Callomelitta insularis

Scientific classification
- Kingdom: Animalia
- Phylum: Arthropoda
- Clade: Pancrustacea
- Class: Insecta
- Order: Hymenoptera
- Family: Colletidae
- Genus: Callomelitta
- Species: C. insularis
- Binomial name: Callomelitta insularis (Cockerell, 1914)
- Synonyms: Binghamiella insularis Cockerell, 1914;

= Callomelitta insularis =

- Genus: Callomelitta
- Species: insularis
- Authority: (Cockerell, 1914)
- Synonyms: Binghamiella insularis

Species of bee

Callomelitta insularis is a species of bee in the family Colletidae and the subfamily Colletinae. It is endemic to Australia. It was described in 1914 by British-American entomologist Theodore Dru Alison Cockerell.

==Description==
The body length of the male holotype is 7 mm. Colouring is mainly black and red.
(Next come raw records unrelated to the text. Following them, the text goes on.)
PR #311, opened 2024-04-06
[CSL 3407] Add support for pre-filter expression for Recommendations

jjl014:
### Updates:
* Add pre-filter support to Recommendations
* Add test

### DIFF
--- a/src/modules/recommendations.js
+++ b/src/modules/recommendations.js
@@ -1,4 +1,4 @@
-/* eslint-disable object-curly-newline, no-param-reassign */
+/* eslint-disable object-curly-newline, no-param-reassign, no-underscore-dangle */
 const EventDispatcher = require('../utils/event-dispatcher');
 const helpers = require('../utils/helpers');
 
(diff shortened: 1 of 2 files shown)


Herfaifman (approved):

HFaifman (approved):
Code-wise it looks great. Let me know if it needs to be manually tested as well and I´ll whip it up locally.

src/modules/recommendations.js
```diff
@@ -1,4 +1,4 @@
-/* eslint-disable object-curly-newline, no-param-reassign */
+/* eslint-disable object-curly-newline, no-param-reassign, no-underscore-dangle */
```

==Distribution and habitat==
The species occurs in south-eastern Australia. The type locality is Eaglehawk Neck, Tasmania. It has also been recorded from Victoria.

==Behaviour==
The adults are solitary flying mellivores which nest in rotting wood. Flowering plants visited by the bees include Eucalyptus, Banksia, Dahlia, Leucopogon and Melaleuca species.